> **Brief**
Would you return the lines from the one that contains "to get the available" to the last line of the entries below, exactly and with nothing added?

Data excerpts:

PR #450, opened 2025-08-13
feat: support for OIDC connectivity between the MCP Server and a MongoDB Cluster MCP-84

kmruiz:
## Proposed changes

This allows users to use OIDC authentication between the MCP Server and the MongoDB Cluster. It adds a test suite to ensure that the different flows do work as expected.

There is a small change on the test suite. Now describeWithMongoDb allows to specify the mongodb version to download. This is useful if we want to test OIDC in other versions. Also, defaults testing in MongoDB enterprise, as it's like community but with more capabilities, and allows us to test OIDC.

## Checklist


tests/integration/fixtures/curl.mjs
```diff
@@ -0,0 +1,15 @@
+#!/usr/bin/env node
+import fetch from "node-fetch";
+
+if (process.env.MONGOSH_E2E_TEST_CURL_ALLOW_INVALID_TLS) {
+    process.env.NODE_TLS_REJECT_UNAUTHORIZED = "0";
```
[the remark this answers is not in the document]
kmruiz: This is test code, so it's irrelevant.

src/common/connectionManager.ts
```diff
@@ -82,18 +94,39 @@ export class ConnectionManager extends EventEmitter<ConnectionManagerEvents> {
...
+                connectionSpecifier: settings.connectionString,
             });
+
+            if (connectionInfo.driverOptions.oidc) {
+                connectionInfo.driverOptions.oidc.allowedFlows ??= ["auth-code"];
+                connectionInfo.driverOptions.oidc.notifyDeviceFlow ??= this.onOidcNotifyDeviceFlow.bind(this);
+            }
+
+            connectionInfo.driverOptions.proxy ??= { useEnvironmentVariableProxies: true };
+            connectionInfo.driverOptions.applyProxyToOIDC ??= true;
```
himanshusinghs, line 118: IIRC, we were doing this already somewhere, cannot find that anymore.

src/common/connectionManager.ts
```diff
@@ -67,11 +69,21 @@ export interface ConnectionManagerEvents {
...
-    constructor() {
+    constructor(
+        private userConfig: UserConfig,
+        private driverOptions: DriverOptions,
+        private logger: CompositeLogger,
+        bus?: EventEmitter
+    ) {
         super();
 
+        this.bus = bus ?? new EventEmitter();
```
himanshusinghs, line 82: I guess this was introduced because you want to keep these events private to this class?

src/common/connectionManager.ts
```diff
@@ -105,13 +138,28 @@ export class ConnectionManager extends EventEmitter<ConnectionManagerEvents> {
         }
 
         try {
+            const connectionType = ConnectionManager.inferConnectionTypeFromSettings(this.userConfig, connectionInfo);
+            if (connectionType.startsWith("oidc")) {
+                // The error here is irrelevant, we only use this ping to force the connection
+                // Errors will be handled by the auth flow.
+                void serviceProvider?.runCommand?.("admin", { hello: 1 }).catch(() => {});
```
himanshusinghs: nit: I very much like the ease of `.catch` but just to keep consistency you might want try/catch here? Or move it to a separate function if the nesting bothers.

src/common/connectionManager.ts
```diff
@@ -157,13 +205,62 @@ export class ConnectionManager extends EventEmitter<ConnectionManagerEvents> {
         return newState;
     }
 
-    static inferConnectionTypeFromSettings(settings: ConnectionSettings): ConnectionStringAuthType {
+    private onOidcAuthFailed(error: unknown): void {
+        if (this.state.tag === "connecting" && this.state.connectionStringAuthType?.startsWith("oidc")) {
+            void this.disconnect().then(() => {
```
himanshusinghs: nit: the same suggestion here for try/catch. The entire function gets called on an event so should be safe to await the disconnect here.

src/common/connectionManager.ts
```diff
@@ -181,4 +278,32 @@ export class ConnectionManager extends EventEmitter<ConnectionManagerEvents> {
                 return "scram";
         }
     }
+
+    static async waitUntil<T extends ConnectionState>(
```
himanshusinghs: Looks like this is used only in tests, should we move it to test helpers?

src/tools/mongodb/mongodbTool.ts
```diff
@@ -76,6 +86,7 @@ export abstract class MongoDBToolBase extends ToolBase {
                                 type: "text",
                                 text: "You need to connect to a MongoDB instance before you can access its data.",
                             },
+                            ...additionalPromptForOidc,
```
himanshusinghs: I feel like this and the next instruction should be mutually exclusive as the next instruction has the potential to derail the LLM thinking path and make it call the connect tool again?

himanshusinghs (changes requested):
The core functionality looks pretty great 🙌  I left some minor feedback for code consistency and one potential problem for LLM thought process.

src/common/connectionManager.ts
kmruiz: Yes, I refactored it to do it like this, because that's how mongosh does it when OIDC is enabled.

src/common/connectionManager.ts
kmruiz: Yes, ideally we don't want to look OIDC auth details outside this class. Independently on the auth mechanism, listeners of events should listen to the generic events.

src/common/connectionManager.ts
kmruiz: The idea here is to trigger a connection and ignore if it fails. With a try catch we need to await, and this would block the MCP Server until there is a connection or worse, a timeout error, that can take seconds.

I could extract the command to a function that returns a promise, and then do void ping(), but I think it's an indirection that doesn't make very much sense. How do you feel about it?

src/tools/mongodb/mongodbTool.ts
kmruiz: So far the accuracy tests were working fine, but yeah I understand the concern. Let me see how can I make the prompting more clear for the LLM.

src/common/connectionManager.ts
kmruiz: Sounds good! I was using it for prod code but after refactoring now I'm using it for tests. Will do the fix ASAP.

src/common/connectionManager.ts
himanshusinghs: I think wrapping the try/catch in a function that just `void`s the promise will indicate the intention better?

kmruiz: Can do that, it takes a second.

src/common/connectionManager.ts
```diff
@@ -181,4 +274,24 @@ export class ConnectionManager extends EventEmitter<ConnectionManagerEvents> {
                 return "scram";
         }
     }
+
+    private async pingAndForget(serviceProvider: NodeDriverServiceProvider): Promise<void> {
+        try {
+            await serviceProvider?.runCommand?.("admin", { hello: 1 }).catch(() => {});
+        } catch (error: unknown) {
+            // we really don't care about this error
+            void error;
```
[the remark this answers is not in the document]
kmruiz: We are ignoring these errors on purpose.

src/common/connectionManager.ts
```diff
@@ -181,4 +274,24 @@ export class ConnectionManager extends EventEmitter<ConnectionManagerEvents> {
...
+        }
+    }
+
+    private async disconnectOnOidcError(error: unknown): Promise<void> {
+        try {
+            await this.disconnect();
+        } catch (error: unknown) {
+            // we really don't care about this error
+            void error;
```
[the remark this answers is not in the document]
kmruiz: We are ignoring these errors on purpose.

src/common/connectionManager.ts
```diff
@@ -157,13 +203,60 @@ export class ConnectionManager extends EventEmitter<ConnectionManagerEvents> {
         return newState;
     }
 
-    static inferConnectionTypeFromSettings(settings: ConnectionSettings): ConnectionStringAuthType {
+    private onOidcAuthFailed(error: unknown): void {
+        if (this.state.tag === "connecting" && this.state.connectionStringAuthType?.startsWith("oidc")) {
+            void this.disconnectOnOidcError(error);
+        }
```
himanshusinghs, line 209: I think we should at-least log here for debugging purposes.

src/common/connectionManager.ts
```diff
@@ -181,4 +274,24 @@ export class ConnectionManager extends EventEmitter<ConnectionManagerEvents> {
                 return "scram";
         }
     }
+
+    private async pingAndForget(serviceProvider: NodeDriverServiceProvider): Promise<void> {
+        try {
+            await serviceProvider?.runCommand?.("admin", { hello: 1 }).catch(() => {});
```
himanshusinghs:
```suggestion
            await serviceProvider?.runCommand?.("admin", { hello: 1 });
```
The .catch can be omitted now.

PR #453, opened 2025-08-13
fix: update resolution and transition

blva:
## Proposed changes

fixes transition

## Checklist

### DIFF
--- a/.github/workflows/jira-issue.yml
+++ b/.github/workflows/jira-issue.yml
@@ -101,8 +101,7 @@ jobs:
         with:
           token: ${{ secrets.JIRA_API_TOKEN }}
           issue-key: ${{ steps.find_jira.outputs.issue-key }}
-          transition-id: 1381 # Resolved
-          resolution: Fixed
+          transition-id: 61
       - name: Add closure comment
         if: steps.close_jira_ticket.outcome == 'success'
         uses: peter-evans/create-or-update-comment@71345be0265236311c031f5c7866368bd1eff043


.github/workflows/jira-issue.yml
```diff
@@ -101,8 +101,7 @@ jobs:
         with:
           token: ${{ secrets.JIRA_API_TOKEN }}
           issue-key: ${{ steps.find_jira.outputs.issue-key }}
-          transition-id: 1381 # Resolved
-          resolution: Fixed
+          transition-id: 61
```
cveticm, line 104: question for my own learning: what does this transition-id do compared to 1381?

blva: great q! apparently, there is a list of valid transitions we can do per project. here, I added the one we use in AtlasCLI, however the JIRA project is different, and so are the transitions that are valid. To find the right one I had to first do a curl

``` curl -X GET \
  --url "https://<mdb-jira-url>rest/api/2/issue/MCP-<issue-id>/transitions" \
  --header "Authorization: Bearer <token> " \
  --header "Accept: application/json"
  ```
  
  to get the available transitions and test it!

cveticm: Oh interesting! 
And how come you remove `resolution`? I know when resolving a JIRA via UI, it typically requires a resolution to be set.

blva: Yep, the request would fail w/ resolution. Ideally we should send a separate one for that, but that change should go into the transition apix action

> **Exercise response**
  to get the available transitions and test it!

cveticm: Oh interesting! 
And how come you remove `resolution`? I know when resolving a JIRA via UI, it typically requires a resolution to be set.

blva: Yep, the request would fail w/ resolution. Ideally we should send a separate one for that, but that change should go into the transition apix action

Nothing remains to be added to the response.